__WORK TO COMPLETE__. The lines needed are those below that contain the word "making"; copy each one.

(Entries taken from a collection)
* * * * * * *

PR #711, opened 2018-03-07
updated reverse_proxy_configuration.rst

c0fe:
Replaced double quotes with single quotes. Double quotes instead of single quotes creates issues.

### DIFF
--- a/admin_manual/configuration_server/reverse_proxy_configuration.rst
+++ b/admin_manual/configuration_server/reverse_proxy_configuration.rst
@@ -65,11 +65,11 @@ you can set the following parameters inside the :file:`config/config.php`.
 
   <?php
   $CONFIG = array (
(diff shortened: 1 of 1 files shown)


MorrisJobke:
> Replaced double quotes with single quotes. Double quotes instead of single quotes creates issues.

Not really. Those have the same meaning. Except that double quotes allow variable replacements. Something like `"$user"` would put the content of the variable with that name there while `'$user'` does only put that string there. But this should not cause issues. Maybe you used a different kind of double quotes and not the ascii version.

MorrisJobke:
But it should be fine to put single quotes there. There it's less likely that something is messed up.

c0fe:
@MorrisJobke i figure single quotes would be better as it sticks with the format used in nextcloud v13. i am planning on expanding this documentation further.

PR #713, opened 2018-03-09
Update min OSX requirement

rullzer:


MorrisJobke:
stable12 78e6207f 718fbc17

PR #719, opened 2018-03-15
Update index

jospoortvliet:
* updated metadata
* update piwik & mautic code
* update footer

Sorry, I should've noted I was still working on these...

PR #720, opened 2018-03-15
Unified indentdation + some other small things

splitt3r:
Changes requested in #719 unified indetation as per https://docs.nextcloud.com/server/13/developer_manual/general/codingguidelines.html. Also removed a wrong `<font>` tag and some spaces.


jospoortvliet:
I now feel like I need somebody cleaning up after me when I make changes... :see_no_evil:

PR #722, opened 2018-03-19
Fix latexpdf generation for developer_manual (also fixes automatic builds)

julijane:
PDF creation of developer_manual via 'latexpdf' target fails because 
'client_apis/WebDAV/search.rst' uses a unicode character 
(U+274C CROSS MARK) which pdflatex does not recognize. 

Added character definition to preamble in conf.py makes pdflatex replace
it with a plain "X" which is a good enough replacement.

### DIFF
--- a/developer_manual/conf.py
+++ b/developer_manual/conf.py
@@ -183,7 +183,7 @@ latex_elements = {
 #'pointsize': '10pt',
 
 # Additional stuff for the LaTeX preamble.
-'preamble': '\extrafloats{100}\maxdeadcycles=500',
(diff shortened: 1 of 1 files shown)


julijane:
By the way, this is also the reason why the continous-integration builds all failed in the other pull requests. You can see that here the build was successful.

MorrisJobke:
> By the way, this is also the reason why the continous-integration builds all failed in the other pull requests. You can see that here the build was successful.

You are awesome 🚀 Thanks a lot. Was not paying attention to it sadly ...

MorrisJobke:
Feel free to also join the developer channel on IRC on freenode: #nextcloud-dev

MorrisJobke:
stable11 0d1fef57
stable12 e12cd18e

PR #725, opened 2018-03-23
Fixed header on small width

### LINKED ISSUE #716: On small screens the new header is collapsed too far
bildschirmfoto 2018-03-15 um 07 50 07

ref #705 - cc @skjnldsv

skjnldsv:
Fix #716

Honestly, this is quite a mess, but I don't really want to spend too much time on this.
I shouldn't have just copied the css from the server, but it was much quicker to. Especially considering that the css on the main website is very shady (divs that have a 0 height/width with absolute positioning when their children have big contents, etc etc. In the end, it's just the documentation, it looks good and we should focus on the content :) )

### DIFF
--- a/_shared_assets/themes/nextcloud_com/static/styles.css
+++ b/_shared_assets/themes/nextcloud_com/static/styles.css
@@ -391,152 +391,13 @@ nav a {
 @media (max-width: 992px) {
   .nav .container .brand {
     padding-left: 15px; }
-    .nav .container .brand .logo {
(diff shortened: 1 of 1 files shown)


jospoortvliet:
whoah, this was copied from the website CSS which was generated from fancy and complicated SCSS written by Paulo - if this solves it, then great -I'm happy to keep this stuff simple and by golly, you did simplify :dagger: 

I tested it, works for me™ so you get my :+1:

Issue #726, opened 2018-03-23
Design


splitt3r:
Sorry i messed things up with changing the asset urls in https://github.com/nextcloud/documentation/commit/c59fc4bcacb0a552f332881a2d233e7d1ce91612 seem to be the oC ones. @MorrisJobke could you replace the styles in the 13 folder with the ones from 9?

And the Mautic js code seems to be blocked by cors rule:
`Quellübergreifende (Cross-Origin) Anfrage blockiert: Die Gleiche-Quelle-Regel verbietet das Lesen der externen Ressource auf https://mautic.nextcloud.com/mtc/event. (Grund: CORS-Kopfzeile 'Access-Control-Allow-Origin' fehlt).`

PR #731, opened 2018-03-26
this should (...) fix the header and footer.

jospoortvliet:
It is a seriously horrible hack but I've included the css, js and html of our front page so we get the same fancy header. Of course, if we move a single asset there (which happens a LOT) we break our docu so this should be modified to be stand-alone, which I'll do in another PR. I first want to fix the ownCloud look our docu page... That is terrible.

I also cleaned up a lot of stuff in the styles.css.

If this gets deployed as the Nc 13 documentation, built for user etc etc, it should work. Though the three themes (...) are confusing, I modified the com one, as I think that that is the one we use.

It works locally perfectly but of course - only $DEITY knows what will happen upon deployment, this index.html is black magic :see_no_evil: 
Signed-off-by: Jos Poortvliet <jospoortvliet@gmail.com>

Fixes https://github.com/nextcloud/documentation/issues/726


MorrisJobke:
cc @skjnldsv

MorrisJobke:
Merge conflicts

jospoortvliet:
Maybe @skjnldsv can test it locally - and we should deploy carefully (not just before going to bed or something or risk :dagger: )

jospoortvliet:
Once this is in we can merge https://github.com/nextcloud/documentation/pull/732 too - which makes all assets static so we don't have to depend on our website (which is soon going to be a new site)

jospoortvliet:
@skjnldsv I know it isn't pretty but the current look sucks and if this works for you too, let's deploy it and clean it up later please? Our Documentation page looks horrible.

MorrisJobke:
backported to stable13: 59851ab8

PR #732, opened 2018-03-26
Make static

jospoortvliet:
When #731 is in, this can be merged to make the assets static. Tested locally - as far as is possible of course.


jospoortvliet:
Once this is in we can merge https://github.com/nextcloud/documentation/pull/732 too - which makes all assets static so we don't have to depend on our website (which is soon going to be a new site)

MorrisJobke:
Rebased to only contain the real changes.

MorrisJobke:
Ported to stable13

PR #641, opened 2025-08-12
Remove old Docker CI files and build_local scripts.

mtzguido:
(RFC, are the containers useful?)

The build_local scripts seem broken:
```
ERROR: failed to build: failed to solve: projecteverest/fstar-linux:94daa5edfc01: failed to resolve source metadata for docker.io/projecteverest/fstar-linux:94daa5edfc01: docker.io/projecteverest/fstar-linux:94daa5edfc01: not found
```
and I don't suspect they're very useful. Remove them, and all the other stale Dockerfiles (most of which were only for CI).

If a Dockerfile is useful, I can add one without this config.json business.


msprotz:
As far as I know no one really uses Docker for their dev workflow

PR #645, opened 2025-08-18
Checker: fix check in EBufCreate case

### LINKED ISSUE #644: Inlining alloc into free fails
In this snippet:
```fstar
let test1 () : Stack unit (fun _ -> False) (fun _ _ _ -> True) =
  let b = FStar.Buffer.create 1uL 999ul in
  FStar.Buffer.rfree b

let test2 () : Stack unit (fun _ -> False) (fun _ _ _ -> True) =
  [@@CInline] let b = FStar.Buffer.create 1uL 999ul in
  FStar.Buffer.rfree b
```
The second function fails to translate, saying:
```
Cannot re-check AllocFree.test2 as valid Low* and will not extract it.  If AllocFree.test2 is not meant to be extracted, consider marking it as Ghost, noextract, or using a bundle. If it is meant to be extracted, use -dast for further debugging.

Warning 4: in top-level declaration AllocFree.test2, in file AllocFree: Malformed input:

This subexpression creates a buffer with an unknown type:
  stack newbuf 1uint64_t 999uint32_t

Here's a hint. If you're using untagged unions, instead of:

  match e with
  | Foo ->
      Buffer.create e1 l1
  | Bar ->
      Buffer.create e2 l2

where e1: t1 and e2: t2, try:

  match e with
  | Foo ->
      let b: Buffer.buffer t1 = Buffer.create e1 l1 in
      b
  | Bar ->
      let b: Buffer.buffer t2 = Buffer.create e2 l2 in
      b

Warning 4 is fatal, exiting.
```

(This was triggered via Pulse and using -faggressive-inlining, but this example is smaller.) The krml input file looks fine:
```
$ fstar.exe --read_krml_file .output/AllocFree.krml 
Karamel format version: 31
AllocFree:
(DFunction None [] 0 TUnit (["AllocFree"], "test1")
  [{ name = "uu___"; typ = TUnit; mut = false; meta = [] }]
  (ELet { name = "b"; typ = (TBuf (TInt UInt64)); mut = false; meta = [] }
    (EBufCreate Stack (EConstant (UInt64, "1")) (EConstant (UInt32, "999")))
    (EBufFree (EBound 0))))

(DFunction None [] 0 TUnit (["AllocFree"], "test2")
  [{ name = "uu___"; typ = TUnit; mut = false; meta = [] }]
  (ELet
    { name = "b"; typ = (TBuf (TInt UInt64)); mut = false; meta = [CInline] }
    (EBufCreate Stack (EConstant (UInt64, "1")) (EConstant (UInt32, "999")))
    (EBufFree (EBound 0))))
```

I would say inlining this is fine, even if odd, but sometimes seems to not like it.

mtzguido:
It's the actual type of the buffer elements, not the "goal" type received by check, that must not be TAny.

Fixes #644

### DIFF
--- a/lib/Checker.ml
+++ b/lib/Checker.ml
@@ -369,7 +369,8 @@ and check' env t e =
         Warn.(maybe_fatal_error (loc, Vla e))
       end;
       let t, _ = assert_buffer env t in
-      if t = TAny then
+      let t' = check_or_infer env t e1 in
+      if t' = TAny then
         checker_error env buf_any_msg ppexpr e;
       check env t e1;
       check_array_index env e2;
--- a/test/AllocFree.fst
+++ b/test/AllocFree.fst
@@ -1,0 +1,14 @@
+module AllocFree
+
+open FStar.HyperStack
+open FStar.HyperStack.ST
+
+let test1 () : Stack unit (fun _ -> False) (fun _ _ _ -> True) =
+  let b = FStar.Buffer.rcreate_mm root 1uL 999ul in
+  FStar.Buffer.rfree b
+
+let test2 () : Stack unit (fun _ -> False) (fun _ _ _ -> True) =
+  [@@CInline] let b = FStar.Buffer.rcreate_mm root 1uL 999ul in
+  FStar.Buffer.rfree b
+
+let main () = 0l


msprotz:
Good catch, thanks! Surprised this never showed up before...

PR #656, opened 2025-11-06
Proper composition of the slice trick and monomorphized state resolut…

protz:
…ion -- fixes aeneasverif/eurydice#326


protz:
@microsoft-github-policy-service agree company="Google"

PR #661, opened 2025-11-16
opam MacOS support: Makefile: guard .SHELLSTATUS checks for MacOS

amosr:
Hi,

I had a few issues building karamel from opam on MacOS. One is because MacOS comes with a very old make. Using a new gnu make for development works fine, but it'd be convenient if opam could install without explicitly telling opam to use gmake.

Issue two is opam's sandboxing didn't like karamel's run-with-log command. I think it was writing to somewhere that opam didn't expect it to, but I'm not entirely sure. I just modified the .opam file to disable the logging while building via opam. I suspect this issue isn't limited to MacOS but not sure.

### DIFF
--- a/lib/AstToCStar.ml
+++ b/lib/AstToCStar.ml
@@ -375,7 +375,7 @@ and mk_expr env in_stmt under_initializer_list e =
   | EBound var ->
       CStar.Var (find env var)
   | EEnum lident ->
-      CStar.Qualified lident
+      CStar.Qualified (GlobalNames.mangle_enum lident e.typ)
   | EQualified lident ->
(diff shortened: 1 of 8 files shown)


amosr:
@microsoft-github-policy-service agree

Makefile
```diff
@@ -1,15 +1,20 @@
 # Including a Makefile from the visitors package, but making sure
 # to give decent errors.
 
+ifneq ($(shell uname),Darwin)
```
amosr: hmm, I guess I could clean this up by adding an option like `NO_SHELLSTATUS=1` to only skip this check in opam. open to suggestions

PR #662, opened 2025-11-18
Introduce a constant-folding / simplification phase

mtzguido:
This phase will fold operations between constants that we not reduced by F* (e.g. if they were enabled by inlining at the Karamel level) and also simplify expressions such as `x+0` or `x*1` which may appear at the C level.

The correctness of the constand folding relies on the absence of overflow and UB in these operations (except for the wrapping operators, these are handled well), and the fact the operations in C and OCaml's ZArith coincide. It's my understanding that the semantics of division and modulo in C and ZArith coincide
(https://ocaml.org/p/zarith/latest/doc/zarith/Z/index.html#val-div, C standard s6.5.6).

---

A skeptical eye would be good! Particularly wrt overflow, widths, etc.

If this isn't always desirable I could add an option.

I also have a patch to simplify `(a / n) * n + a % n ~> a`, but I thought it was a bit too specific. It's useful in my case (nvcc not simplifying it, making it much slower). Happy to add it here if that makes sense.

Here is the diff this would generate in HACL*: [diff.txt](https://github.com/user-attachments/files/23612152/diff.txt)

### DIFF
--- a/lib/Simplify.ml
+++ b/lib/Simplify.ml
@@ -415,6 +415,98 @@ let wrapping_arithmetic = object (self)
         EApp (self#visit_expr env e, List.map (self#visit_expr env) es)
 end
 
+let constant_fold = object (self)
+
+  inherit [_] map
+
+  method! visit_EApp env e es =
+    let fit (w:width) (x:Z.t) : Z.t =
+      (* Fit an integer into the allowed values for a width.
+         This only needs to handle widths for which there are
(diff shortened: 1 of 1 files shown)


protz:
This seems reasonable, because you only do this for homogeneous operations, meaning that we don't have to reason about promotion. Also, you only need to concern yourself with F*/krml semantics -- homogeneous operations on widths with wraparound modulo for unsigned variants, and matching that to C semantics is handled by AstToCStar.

* * * * * * *

__EXERCISE OUTPUT__.
 # Including a Makefile from the visitors package, but making sure
I also have a patch to simplify `(a / n) * n + a % n ~> a`, but I thought it was a bit too specific. It's useful in my case (nvcc not simplifying it, making it much slower). Happy to add it here if that makes sense.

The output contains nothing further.